» **AIM OF THE EXERCISE**
For the word "full", report how many lines of the records below contain it, and nothing more.

» **THE DATA**
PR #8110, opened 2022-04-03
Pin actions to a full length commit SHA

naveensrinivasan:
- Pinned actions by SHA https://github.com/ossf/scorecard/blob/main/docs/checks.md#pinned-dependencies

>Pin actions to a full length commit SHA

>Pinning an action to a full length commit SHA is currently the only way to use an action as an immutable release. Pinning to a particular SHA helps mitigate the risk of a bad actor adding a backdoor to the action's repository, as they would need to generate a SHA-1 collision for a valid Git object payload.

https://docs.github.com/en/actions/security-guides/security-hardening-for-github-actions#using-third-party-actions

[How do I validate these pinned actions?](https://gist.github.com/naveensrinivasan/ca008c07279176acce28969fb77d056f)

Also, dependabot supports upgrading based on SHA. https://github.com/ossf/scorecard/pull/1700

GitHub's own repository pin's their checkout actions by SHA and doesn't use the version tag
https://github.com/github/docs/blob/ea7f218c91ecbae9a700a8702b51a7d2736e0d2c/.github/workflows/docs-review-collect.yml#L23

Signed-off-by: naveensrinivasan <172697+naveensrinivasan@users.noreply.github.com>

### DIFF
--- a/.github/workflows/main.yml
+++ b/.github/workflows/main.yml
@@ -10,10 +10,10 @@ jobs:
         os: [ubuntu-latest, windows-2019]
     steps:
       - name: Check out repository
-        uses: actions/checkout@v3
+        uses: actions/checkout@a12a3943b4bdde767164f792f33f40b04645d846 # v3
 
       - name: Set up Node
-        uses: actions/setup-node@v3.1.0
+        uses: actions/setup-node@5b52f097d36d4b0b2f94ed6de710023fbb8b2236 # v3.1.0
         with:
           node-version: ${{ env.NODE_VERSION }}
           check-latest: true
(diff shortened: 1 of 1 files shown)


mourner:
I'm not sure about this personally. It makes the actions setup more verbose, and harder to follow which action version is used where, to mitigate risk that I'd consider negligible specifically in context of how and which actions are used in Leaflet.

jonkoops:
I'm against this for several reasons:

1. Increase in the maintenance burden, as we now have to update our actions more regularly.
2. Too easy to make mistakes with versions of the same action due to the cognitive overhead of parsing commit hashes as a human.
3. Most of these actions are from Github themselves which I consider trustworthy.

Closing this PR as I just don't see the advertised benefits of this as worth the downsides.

» **OUTPUT BELOW**
3